Estimate and report the parameters of the production function model 

(β0 ) ̂=-2.852e+04 (β1 ) ̂=1.144e+04 (β2 ) ̂=2.746e-01

My finding:

summary(model)

Call:
lm(formula = Y ~ K + L, data = TableTR)

Residuals:
Min 1Q Median 3Q Max
-77352 -24079 1796 17203 80133

Coefficients:
Estimate Std. Error t value Pr(>|t|)
(Intercept) -2.852e+04 9.089e+04 -0.314 0.755
K 2.746e-01 1.953e-02 14.062 <2e-16 ***
L 1.144e+04 8.103e+03 1.412 0.165

Signif. codes: 0 ‘’ 0.001 ‘’ 0.01 ‘’ 0.05 ‘.’ 0.1 ‘ ’ 1

Residual standard error: 34240 on 45 degrees of freedom
Multiple R-squared: 0.9954, Adjusted R-squared: 0.9952
F-statistic: 4830 on 2 and 45 DF, p-value: < 2.2e-16

The question I couldn't solve is the following:

Test whether there are constant returns to scale or not.
Hint: One of the models is false. You need to estimate the correct one that abides the restriction β1+β2=1

(ln⁡(Y/L) ) ̂=β0+β1ln⁡(K/L) | (ln⁡(Y/K) ) ̂= β0+β1ln⁡(K/L)

Hi, and welcome!

A couple of preliminaries. Please see the homework policy and use reproducible examples, reprex .
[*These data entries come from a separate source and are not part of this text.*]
PR #1375, opened 2026-01-12
[Evaluator] Add component

Guikingone:
| Q             | A
| ------------- | ---
| Bug fix?      | no
| New feature?  | yes
| Docs?         | yes
| Issues        | --
| License       | MIT

This PR (as a POC for now) introduce the `Evaluator` component, this component is mainly used to evaluate and add a score to output from platforms / agents, I moved it to a new directory as a mirror of the `Validator` component, the goal is to allows to add new scorers without impacting the platforms (even if they can define their own scorers).

The PR is built around the following concepts:

- An `Evaluator` that receive `Scorers` and compute the final score
- `ScorerInterface` implementations that defines score using `score` method (could be improved, I'm not locked on the name) 
- An `AbstractScorer` used to define a reason (mostly used for "LLM as judge" scorers) for a score
- An implementation on `AiBundle` via the Profiler and a subscriber (no configuration for now).

### DIFF
--- a/splitsh.json
+++ b/splitsh.json
@@ -30,6 +30,9 @@
         "ai-pogocache-message-store": "src/chat/src/Bridge/Pogocache",
         "ai-redis-message-store": "src/chat/src/Bridge/Redis",
         "ai-surreal-db-message-store": "src/chat/src/Bridge/SurrealDb",
+        "ai-evaluator": {
+            "prefixes": [{ "from": "src/evaluator", "to": "", "excludes": ["src/Bridge"] }]
+        },
         "ai-mate": {
             "prefixes": [{ "from": "src/mate", "to": "", "excludes": ["src/Bridge", "composer-plugin"] }]
         },
--- a/examples/composer.json
+++ b/examples/composer.json
@@ -33,6 +33,7 @@
         "symfony/ai-doctrine-message-store": "^0.11",
         "symfony/ai-elasticsearch-store": "^0.11",
         "symfony/ai-eleven-labs-platform": "^0.11",
+        "symfony/ai-evaluator": "^0.11",
         "symfony/ai-failover-platform": "^0.11",
         "symfony/ai-gemini-platform": "^0.11",
         "symfony/ai-generic-platform": "^0.11",
--- a/examples/evaluator/evaluator-output-end-with.php
+++ b/examples/evaluator/evaluator-output-end-with.php
@@ -1,0 +1,36 @@
+<?php
+
+/*
+ * This file is part of the Symfony package.
+ *
+ * (c) Fabien Potencier <fabien@symfony.com>
+ *
+ * For the full copyright and license information, please view the LICENSE
+ * file that was distributed with this source code.
+ */
+
+use Symfony\AI\Evaluator\Evaluator;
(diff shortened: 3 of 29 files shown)


splitsh.json
```diff
@@ -28,6 +28,9 @@
         "ai-pogocache-message-store": "src/chat/src/Bridge/Pogocache",
         "ai-redis-message-store": "src/chat/src/Bridge/Redis",
         "ai-surreal-db-message-store": "src/chat/src/Bridge/SurrealDb",
+        "ai-evaluator": {
+            "prefixes": [{ "from": "src/evaluator", "to": "", "excludes": ["src/Bridge"] }]
```
OskarStark, line 34:
```suggestion
            "prefixes": [{ "from": "src/evaluator", "to": "" }]
```
not sure, as we don't have a bridge folder

Guikingone: Oops, wrong copy/paste 😅

OskarStark:
Does this need to be a dedicated component? If not, where would it fit best? Platform or Agent?

Guikingone:
> Does this need to be a dedicated component?

Open to debate and I don't have a strong opinion on this one, the first version was a sub-directory of `Platform` but as PR's tend to stay "simple" and once complexity is added, we tend to move it as "bridge", I preferred to move it as a new component to keep clean the `Platform` one.

If it needs to be moved to an existing one, I would say `Platform`, we don't depends on `Agent`.

aszenz:
> > Does this need to be a dedicated component?
> 
> Open to debate and I don't have a strong opinion on this one, the first version was a sub-directory of `Platform` but as PR's tend to stay "simple" and once complexity is added, we tend to move it as "bridge", I preferred to move it as a new component to keep clean the `Platform` one.
> 
> If it needs to be moved to an existing one, I would say `Platform`, we don't depends on `Agent`.

Can it be integrated into PHPUnit, i think it kind of provides testing utilities for the platform component so it should ideally be in platform component itself

Guikingone:
> Can it be integrated into PHPUnit

Like `Mailer` / `Messenger` assertions? Of course 🙂

chr-hertel:
First of all: yes we need this! i wonder if it's too early tho ...

To me this is rather a standalone component, yes, but the integration aspect with PHPUnit is interesting, but not sure we want to do this - i might want to use evaluations not only in my test suite :thinking: 

For me it's too early since i feel like putting something on top of agent/chat without them being stable enough - and i would rather focus on that first - that shouldn't keep you from exploring the field here ofc. it's just another thing in parallel and i'm a bit worried about too many moving parts tbh.

what's your blueprint for tackling this? do you use some kind of reference?
i recall discussing this briefly with @tgalopin in Amsterdam - was it dspy or pydantic? or sth else?

Guikingone:
Hi @chr-hertel 👋🏻 

References mostly comes from `Agno` and `Mastra`, they both implement a "scorer / evaluator" component, my first draft was built around the `Validator` component but I wasn't convinced about the API and the real interest of using it as a "core logic handler".

Dspy is not about evaluating the input/output but about building it *for* the model / *by* the model rather than sending it as an "incomplete prompt".

PR #1385, opened 2026-01-13
[Platform][OpenRouter] Add Cached HTTP client example for OpenRouter ModelApiCatalog

lochmueller:
| Q             | A
| ------------- | ---
| Bug fix?      | no
| New feature?  | no
| Docs?         | no
| Issues        | 
| License       | MIT

Small example to use the Symfony CachingHttpClient to fetch the model List via ModelApiCatalog (GET https://openrouter.ai/api/v1/models ). I already contacted the OpenRouter guys, to drop the "Cache-Control: private" from the response of the endpoint, if there is no Token attached to the request, to allow caching based on HTTP defaults.

### DIFF
--- a/examples/openrouter/cached-api-model-catalog.php
+++ b/examples/openrouter/cached-api-model-catalog.php
@@ -1,0 +1,43 @@
+<?php
+
+/*
+ * This file is part of the Symfony package.
+ *
+ * (c) Fabien Potencier <fabien@symfony.com>
+ *
+ * For the full copyright and license information, please view the LICENSE
+ * file that was distributed with this source code.
+ */
+
+use Symfony\AI\Platform\Bridge\OpenRouter\ModelApiCatalog;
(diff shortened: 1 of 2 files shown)


examples/openrouter/cached-api-model-catalog.php
```diff
@@ -0,0 +1,45 @@
...
+$cache = new FilesystemTagAwareAdapter(
+    namespace: 'model_catalog',
+    defaultLifetime: ONE_WEEK,
+    directory: dirname(__DIR__).'/var/',
+);
+
+$cachedHttpClient = new CachingHttpClient(
+    client: http_client(),
+    cache: $cache,
+    maxTtl: ONE_WEEK
```
OskarStark: No need for a constant I guess, let's add // one week here as comment

chr-hertel:
Thank you @lochmueller.

PR #1791, opened 2026-03-18
[MCP Bundle] Add HTTP middleware, OAuth integration and tool authorization

simonchrz:
| Q             | A
| ------------- | ---
| Bug fix?      | no
| New feature?  | yes
| Docs?         | yes
| License       | MIT

relates to https://github.com/modelcontextprotocol/php-sdk/pull/269

## Summary

Add HTTP middleware pipeline, Symfony Security integration, and OAuth support to the MCP Bundle.

### HTTP Middleware Pipeline

- `McpController` accepts tagged `mcp.middleware` services (PSR-15 `MiddlewareInterface`) and passes them to `StreamableHttpTransport`
- Middleware priority controlled via standard Symfony tag priorities (replaces custom compiler pass)
- `MiddlewareInterface` implementations are auto-discovered and tagged

### OAuth Integration

- When `mcp.http.oauth.enabled: true`, the bundle registers OAuth well-known endpoints, JWT validation via OIDC discovery/JWKS, and client registration middleware
- JWT audience is derived from `base_url + path`, removing the need for a separate `client_id` config
- Configurable `roles_claim` and `scopes`

### Symfony Security Bridge

- `SymfonySecurityMiddleware`: converts JWT `oauth.claims` into Symfony `PostAuthenticationToken`, returns 401 for incomplete claims (missing `sub`/`email`) — fail-closed
- `IsGrantedChecker` (with `IsGrantedCheckerInterface`): extracts `#[IsGranted]` attributes via reflection and delegates to `AuthorizationCheckerInterface`
- `SecurityReferenceHandler`: decorates `ReferenceHandler` to enforce access control on tool execution, throws `AccessDeniedException`
- `FilteredListToolsHandler`: filters `tools/list` response based on user grants; unauthenticated users get empty tool list
- `TestSecurityMiddleware`: injects roles via `X-Test-Roles` header for functional testing (register via `mcp.middleware` tag in test config)
- Security packages (`symfony/security-core`, `symfony/security-http`) moved to `suggest` — optional

### Route Loader

- `RouteLoader` supports additional routes (e.g., OAuth well-known endpoints) with collision-resistant naming via xxh3 hash prefix
- Auto-configured when OAuth is enabled, or manually via `mcp.http.routes`

### Framework Session Store

- `FrameworkSessionStore`: wraps Symfony's `SessionHandlerInterface` with a JSON envelope for application-level TTL and lazy expiry on read
- New session store type: `framework` (alongside existing `file`, `memory`, `cache`)

[...]

PR #1837, opened 2026-03-31
[MCP Bundle] Add PSR-15 middleware registration via service tag

simonchrz:
| Q             | A
| ------------- | ---
| Bug fix?      | no
| New feature?  | yes
| Docs?         | no
| License       | MIT

## Summary

Add support for PSR-15 middleware in the MCP HTTP transport pipeline.

- Autoconfigure `MiddlewareInterface` implementations with `mcp.middleware` tag
- Inject tagged middleware into `McpController` via `TaggedIteratorArgument`
- Pass middleware to `StreamableHttpTransport`
- Execution order controlled via standard Symfony tag priorities

This is extracted from #1791 as requested by @chr-hertel to reduce scope. It provides the middleware registration mechanism only — no security, OAuth, or session changes.

### Usage

Any service implementing `Psr\Http\Server\MiddlewareInterface` is auto-discovered and injected into the HTTP transport:

```php
use Psr\Http\Server\MiddlewareInterface;

class RateLimitMiddleware implements MiddlewareInterface
{
    public function process(ServerRequestInterface $request, RequestHandlerInterface $handler): ResponseInterface
    {
        // pre-processing
        return $handler->handle($request);
    }
}
```

For explicit priority control:

```yaml
services:
    App\Middleware\RateLimitMiddleware:
        tags:
            - { name: 'mcp.middleware', priority: 50 }
```

### Tests

- `testMiddlewareInterfaceAutoconfiguration`: verifies `MiddlewareInterface` is autoconfigured with `mcp.middleware` tag
- `testMiddlewareInjectedIntoController`: verifies `TaggedIteratorArgument('mcp.middleware')` is passed to the controller

### Tested in

Tested in a real Symfony application with the MCP SDK's OAuth middleware stack registered via service tags — works as expected.

### DIFF
--- a/src/mcp-bundle/src/Controller/McpController.php
+++ b/src/mcp-bundle/src/Controller/McpController.php
@@ -15,20 +15,27 @@ use Mcp\Server;
 use Mcp\Server\Transport\StreamableHttpTransport;
 use Psr\Http\Message\ResponseFactoryInterface;
 use Psr\Http\Message\StreamFactoryInterface;
+use Psr\Http\Server\MiddlewareInterface;
 use Psr\Log\LoggerInterface;
 use Symfony\Bridge\PsrHttpMessage\HttpFoundationFactoryInterface;
 use Symfony\Bridge\PsrHttpMessage\HttpMessageFactoryInterface;
+use Symfony\Component\DependencyInjection\Attribute\AutowireIterator;
 use Symfony\Component\HttpFoundation\Request;
 use Symfony\Component\HttpFoundation\Response;
 
 final class McpController
 {
+    /**
+     * @param iterable<MiddlewareInterface> $middleware
+     */
     public function __construct(
         private readonly Server $server,
         private readonly HttpMessageFactoryInterface $httpMessageFactory,
         private readonly HttpFoundationFactoryInterface $httpFoundationFactory,
         private readonly ResponseFactoryInterface $responseFactory,
         private readonly StreamFactoryInterface $streamFactory,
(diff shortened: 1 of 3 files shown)


chr-hertel:
Thanks for this Simon, makes it easier to discuss concerns.

The only thing I wonder if we want to claim the `Psr\Http\Server\MiddlewareInterface` here for auto registration.
Since it's a "standard" interface there might be other services that are not intended for being tagged as `mcp.middleware`.

I see a couple of options here:
1. Introducing a marker interface on top for users to opt-in with the auto config
2. Introducing a `#[AsMcpMiddleware]` instead
3. Only using the tag and documenting that users need to tag their implementation themselves

what do you think?

simonchrz:
> Thanks for this Simon, makes it easier to discuss concerns.
> 
> The only thing I wonder if we want to claim the `Psr\Http\Server\MiddlewareInterface` here for auto registration. Since it's a "standard" interface there might be other services that are not intended for being tagged as `mcp.middleware`.
> 
> I see a couple of options here:
> 
> 1. Introducing a marker interface on top for users to opt-in with the auto config
> 2. Introducing a `#[AsMcpMiddleware]` instead
> 3. Only using the tag and documenting that users need to tag their implementation themselves
> 
> what do you think?

i guess i would love AsMcpMiddleware attribute, but where should this attribute live in and isn't it a little to much overload just for ClientRegistrationMiddleware. So i would go with 3 for now, easy and clean. :-)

A reprex almost always needs to include a dataset that will work with the code. It doesn't have to be the full dataset, just an extract or, ideally, a standard data() object that is similar or you can adjust to make similar. mtcars is popular for that purpose.

For your problem, there are two tools that may prove helpful:

str(model)
coef(model)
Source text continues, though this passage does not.